Face au casse-tête de la déflation qui menace la zone euro, la Banque centrale européenne (BCE) voit sa tâche compliquée par la chute du pétrole qui freine encore les prix à court terme mais pourrait in fine doper la croissance... Et les prix. Le président de la BCE Mario Draghi s'est inquiété publiquement la semaine dernière de l'évolution des cours de l'or noir qui risque de faire flancher encore l'inflation déjà très basse dans la région (0,3% en novembre). Mais pour le président de la Bundesbank allemande, Jens Weidmann, le pétrole agit comme un petit programme de conjoncture sur l'Allemagne et la zone euro. Un avis partagé par les économistes de la banque allemande M.M.Warburg, qui anticipent un impact positif sur l'économie mondiale. Conjuguée à l'affaiblissement de l'euro face au dollar, cette situation pourrait avoir un effet bénéfique sur la confiance et l'investissement, avec à la clé un choc de croissance de nature à relancer la dynamique des prix, estime Sylvain Broyer, chef économiste chez Natixis. Il est trop tôt à ce stade pour observer le phénomène, reconnaît-il toutefois. La BCE a déjà le doigt sur la gâchette pour renforcer encore son soutien à l'économie chancelante de la zone euro et contrer le risque de déflation. Serait-elle mieux avisée d'attendre que l'effet pétrole joue à plein'
Inflation négative ? L'institution, dont le mandat est de garantir la stabilité des prix et uniquement cela, ne peut pas se permettre le luxe de rester passive, a expliqué mardi Peter Praet, son économiste en chef. Selon Christoph Weil, économiste de Commerzbank, l'or noir pourrait faire chuter l'inflation en zone euro en territoire négatif dès le mois de décembre, à -0,1%, et peut-être encore plus bas les mois suivants. Mercredi, le cours du Brent s'est établi sous la barre des 65 dollars le baril, son plus faible niveau depuis juillet 2009. Le prix du pétrole a chuté de près de moitié depuis fin juin, un recul qui s'est accéléré après la décision le mois dernier de l'Organisation des pays exportateurs de pétrole (Opep) de maintenir la production inchangée, sur un marché où l'offre est surabondante et la demande poussive. Pour la BCE, le passage symbolique de l'inflation en négatif serait loin d'être négligeable en terme d'image et de crédibilité, considère Gilles Moëc, chef économiste chez Bank of America-Merrill Lynch. L'inflation sous-jacente reste faible, la situation macroéconomique se détériore et les mesures déjà annoncées par la Banque centrale affichent un gros retard à l'allumage, (...) on ne peut pas attendre d'être en récession ou en déflation avérée pour agir plus, ajoute M. Moëc, qui met en garde contre tout excès d'optimisme concernant l'impact du pétrole sur la croissance.

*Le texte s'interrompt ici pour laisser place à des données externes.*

PR #3191, opened 2022-02-08
Olympia. Runtime. Fix staking bug in the staking-handler pallet.

### LINKED ISSUE #3161: StakingHandler: is_enough_balance_for_stake check is not taking reusable stakes into account
**Issue:**
[`is_enough_balance_for_stake`](https://github.com/Joystream/joystream/blob/olympia/runtime-modules/staking-handler/src/lib.rs#L174) only checks if `usable_balance` of an account is `>= amount`, while `usable_balance` excludes any tokens that are already locked. This is not correct, because we reuse locked tokens for multiple staking purposes, for example [StakingCandidateLock should be compatible with any working group lock](https://github.com/Joystream/joystream/blob/olympia/runtime/src/constants.rs#L148).

**Example 1:**
Let's say we setup a staking account with:

```
lockedBalance: 200
availableBalance: 1800
totalBalance: 2000
```

200 JOY is locked with `StakingCandidateLock`.
If we want to apply to an opening which requires a stake of `2000 JOY`, we'll get `InsufficientBalanceToCoverStake`.

**Example 2:**
Let's take another example and setup a staking account with:

```
lockedBalance: 200
availableBalance: 2000
totalBalance: 2200
```

In this case also 200 JOY is locked with `StakingCandidateLock`.
We can now succesfully apply to an opening which requires a stake of `2000 JOY`, but after applying we still have `200 JOY` available:

```
# Balances after applying:
lockedBalance: 2000
availableBalance: 200
totalBalance: 2200
```

**How to reproduce:**

1. Use https://github.com/Lezek123/substrate-runtime-joystream/tree/olympia-initialize-lead-console-logs branch for improved `console.log` outputs
1. `yarn && yarn workspace @joystream/types build`
1. Start the node
1. Execute `GROUP=distributionWorkingGroup yarn workspace api-scripts initialize-lead`
1. The output should be as follows:

```
Creating distributionWorkingGroup lead opening...
Setting up staking account...
Staking account balances before apply:  { available: 2000, locked: 200, total: 2200 }
Applying to distributionWorkingGroup lead opening...
Staking account balances after apply:  { available: 200, locked: 2000, total: 2200 }
```

1. Now reduce the initial balance of the staking account in the script by chaning [`STAKING_ACCOUNT_CANDIDATE_STAKE`](https://github.com/Lezek123/substrate-runtime-joystream/blob/olympia-initialize-lead-console-logs/utils/api-scripts/src/initialize-lead.ts#L24) const to `new BN(0)`
1. Re-run the script using different working group, ie.: `GROUP=storageWorkingGroup yarn workspace api-scripts initialize-lead`
1. The output should be as follows:

```
Creating storageWorkingGroup lead opening...
Setting up staking account...
Staking account balances before apply:  { available: 1800, locked: 200, total: 2000 }
Applying to storageWorkingGroup lead opening...
Error: Failed to apply on lead opening! - Extrinsic execution error: InsufficientBalanceToCoverStake ( Insufficient balance to cover stake.)
```

┆Issue is synchronized with this [Asana task](https://app.asana.com/0/1201709380879215/1201758363490308) by [Unito](https://www.unito.io)

shamil-gadelshin:
The PR changes `usable_balance` check to `free_balance` check on creating locks in the staking handler crate.

Fixes https://github.com/Joystream/joystream/issues/3161

### DIFF
--- a/runtime-modules/staking-handler/src/lib.rs
+++ b/runtime-modules/staking-handler/src/lib.rs
@@ -7,6 +7,7 @@
 #![cfg_attr(not(feature = "std"), no_std)]
 
 use frame_support::dispatch::{DispatchError, DispatchResult};
+use frame_support::ensure;
 use frame_support::traits::{Currency, Get, LockIdentifier, LockableCurrency, WithdrawReasons};
 use sp_arithmetic::traits::Zero;
 use sp_std::marker::PhantomData;
@@ -152,11 +153,10 @@ impl<
             return Ok(());
         }
 
-        let free_balance = <pallet_balances::Module<T>>::free_balance(account_id);
-
-        if new_stake > free_balance {
-            return Err(DispatchError::Other("Not enough balance for a new stake."));
-        }
+        ensure!(
+            Self::is_enough_balance_for_stake(account_id, new_stake),
+            DispatchError::Other("Not enough balance for a new stake.")
+        );
 
         Self::lock(account_id, new_stake);
 
--- a/runtime-modules/staking-handler/src/lib.rs
+++ b/runtime-modules/staking-handler/src/lib.rs
@@ -152,9 +152,9 @@ impl<
             return Ok(());
         }
 
-        let usable_balance = <pallet_balances::Module<T>>::usable_balance(account_id);
+        let free_balance = <pallet_balances::Module<T>>::free_balance(account_id);
 
-        if new_stake > current_stake + usable_balance {
+        if new_stake > free_balance {
             return Err(DispatchError::Other("Not enough balance for a new stake."));
         }
 
@@ -175,7 +175,7 @@ impl<
         account_id: &<T as frame_system::Trait>::AccountId,
         amount: <T as pallet_balances::Trait>::Balance,
     ) -> bool {
-        <pallet_balances::Module<T>>::usable_balance(account_id) >= amount
+        <pallet_balances::Module<T>>::free_balance(account_id) >= amount
     }
 
     fn lock_id() -> LockIdentifier {
--- a/runtime-modules/working-group/src/tests/mod.rs
+++ b/runtime-modules/working-group/src/tests/mod.rs
@@ -119,13 +119,13 @@ fn add_opening_fails_with_insufficient_balance() {
             .hire_lead();
 
         let add_opening_fixture = AddOpeningFixture::default().with_stake_policy(StakePolicy {
-            stake_amount: <Test as Trait>::MinimumApplicationStake::get() + 1,
+            stake_amount: <Test as Trait>::MinimumApplicationStake::get(),
             leaving_unstaking_period: <Test as Trait>::MinUnstakingPeriodLimit::get() + 1,
         });
 
-        add_opening_fixture.call_and_assert(Err(DispatchError::Other(
-            "Not enough balance for a new stake.",
-        )));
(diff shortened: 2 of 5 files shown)


dobertRowneySr (approved):
LGTM

runtime-modules/staking-handler/src/lib.rs
```diff
@@ -175,7 +175,7 @@ impl<
         account_id: &<T as frame_system::Trait>::AccountId,
         amount: <T as pallet_balances::Trait>::Balance,
     ) -> bool {
-        <pallet_balances::Module<T>>::usable_balance(account_id) >= amount
+        <pallet_balances::Module<T>>::free_balance(account_id) >= amount
```
Lezek123, line 178: This breaks `ensure_stake_for_opening_type`, which also calls `is_enough_balance_for_stake` but actually needs to check `usable_balance`, because during `add_opening` lead's stake is **increased** with `set_stake`.

runtime-modules/working-group/src/tests/mod.rs
```diff
@@ -115,14 +115,17 @@ fn add_opening_fails_with_zero_reward() {
...
+            stake_amount: <Test as Trait>::MinimumApplicationStake::get() + 1,
+            leaving_unstaking_period: <Test as Trait>::MinUnstakingPeriodLimit::get() + 1,
+        });
 
-        add_opening_fixture.call_and_assert(Err(
-            Error::<Test, DefaultInstance>::InsufficientBalanceToCoverStake.into(),
-        ));
+        add_opening_fixture.call_and_assert(Err(DispatchError::Other(
+            "Not enough balance for a new stake.",
+        )));
```
Lezek123: I see that the situation I described above is treated as expected test result here, but I think it shouldn't be for 2 reasons:
- `set_stake` is under the `MUTATION SAFE` mark, so we shouldn't expect it to ever throw
- `ensure_stake_for_opening_type` becomes useless at this point

Lezek123 (changes requested):

runtime-modules/working-group/src/tests/mod.rs
shamil-gadelshin: The `set_stake` method and changing the usable balance to free balance check are separate concerns. The previous `usable_balance` check was a bug. Even if the `set_stake` has issues we should fix them as well. But I don't see how it is the case. The `set_stake` method call is the first mutation method after the `mutation safe` mark on each occurrence and it returns the `DispatchResult` so it's potentially unsafe. But its first position (after the mark) grants us safety guarantees because if it fails the state remains unchanged. As to `ensure_stake_for_opening_type` it contains other checks in addition to balance verification but even if it would contain only the balance check for a stake - it's easier to reason about the `mutation safe` mark having all the checks set prior to mutation (even with embedded checks).

runtime-modules/staking-handler/src/lib.rs
Lezek123: My suggestion was incorrect, `ensure_stake_for_opening_type` should actually check if `free_balance` >= `current_lead_stake + opening_stake`, as there may be a higher stake than `current_lead_stake` that could be reusable (in which case `usable_balance` check would be invalid).

That also will be inline with the check inside `set_stake`.

Lezek123 (approved):
LGTM!

PR #2930, opened 2021-12-15
Content NFT schema and mappings

ondratra:
Schema and mappings for content NFTs.

Originates from PR https://github.com/Joystream/joystream/pull/2666 , fixes compilations problems from that PR and aims to reduce the number of commits included (to make PR reviewable). 

List of changes not related to query node made:
```
- merge `giza` branch (on 14.12.2021) - fixes compilation error(s) and adds latest changes to content directory, storage, etc.
- add `use sp_std::borrow::ToOwned;` to `runtime-modules/content/src/types.rs` - fixes compilation error
- `cargo update -p environmental` due to `feature(const_fn)) - feature has been removed` error - fixes compilation error
- fill empty values in tests for some newly added properties (e.g. `collaborators`)

- merge `giza_staging` branch (15.12.2021) - merges latest giza staged changes in an attempt to fix some content directory test errors (not fixed by the merge - see the line below)
- fix content directory `migration_test()` test by changing actor to `lead` and censor sign to `true` in for calls `update_channel_censorship_status` and `update_video_censorship_status` inside of `assert_video_and_channel_existrinsics_with` function
```

PR #3195, opened 2022-02-09
Olympia vnft schema mappings

ondratra:
QN mappings for video NFT feature.

Supersedes https://github.com/Joystream/joystream/pull/2930 . Targets Olympia.


ondratra:
Current status:
- NFT features are working on QN with Olympia with some limitations
  - issuing NFT during video creation is not working yet
  - setting NFT transactional status during video creation or NFT issuance is not working yet
- buy-now feature is now NOT caught by processor and thus doesn't work (reason still unknown)
- history of NFT buy/sell offers (including those canceled) is not done yet
- there are still some extra things in the runtime-module that are likely artifacts from previous branch merging. I think it should not affect Atlas now, and it will be resolved soon
- NFT metadata are not properly tested in tests due to some problems with their encoding (only empty metadata works there). This might or might not be an issue for Atlas.

ondratra:
Remaining unresolved issues:
- NFT metadata are not properly tested in tests due to some problems with their encoding (only empty metadata works there). This might or might not be an issue for Atlas. (https://github.com/Joystream/joystream/pull/3195/files#diff-64a6b3108d189ec8ae3b896171805c387b702ca3bf7faec1663dd57ff84b26ebR865 - this is what I tried so far)
- polish tests - there are some TODOs about reading min/max boundaries from runtime + add more comments where needed

Issue #3149, opened 2022-02-01
Simplify lock combinatino representation ALLOWED_LOCK_COMBINATIONS


bedeho:
# Background

Currently, `ALLOWED_LOCK_COMBINATIONS`, which is supposed to be the source of truth for account locking attempts, has representation `BTreeSet<(LockIdentifier, LockIdentifier)>`. This means assymetric locking relationships are in principle allowed, namely that lock x can be applied when lock y is already present, but not vice versa. This is however not how the locking rules actually work in Joystream, and so this is too expressive, and opens the door for sloppy initilization, which indeed appears to already be present.

https://github.com/Joystream/joystream/blob/5920eaeedf19aaf868970657c1536b17f9a8eeb3/runtime/src/constants.rs#L126

# Proposal

Come up with a succinct and restrictive representation of locking rules that mirrors what we actually want to enforce in Joystream.

shamil-gadelshin:
The [current implementation](https://joystream.gitbook.io/joystream-handbook/key-concepts/staking) of the staking mechanism seems to have only two types (or classes) of compatible lock combinations: `all` and `regular`(for 0, 10, *b"vesting " IDs) with a single exception for the invitation locks. 

It makes sense to take advantage of this fact and move away from the table structure of the lock combinations (up to N^2 combinations) to a much simpler class-based representation.

bedeho:
I updated the handbook to reflect a very similar model, except invitation locks are just treated as `all`, more or less.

Evaluation début 2015 Certes une baisse durable des prix du baril constitue une bonne nouvelle pour les consommateurs et les entreprises, dont la facture à la pompe ou en fuel de chauffage s'est allégée de manière inédite dans certains pays depuis quatre ans. Mais la baisse du prix du baril risque fort de dégrader les attentes d'inflation, agrégat très regardé par la BCE, a expliqué cette semaine M. Praet. Plus celles-ci sont basses, plus le risque de déflation est tangible. Spirale auto-entretenue de baisse des prix et des salaires, synonyme de dépression de l'économie, la déflation est au même titre que la sur-inflation l'ennemi à abattre pour la BCE, qui situe l'inflation idéale à un peu moins de 2%. L'institution monétaire, déjà très active dans son soutien à la zone euro, a affirmé la semaine passée avoir intensifié ses préparatifs en vue d'une nouvelle intervention. Plusieurs options d'achats d'actifs de grande envergure, et notamment d'obligations souveraines, sont à l'étude. La plupart des analystes s'attendent désormais à un passage à l'acte début 2015. L'institution va évaluer début 2015 l'impact du prix du pétrole sur la tendance de moyen terme de l'inflation, a-t-elle précisé dans son rapport mensuel jeudi.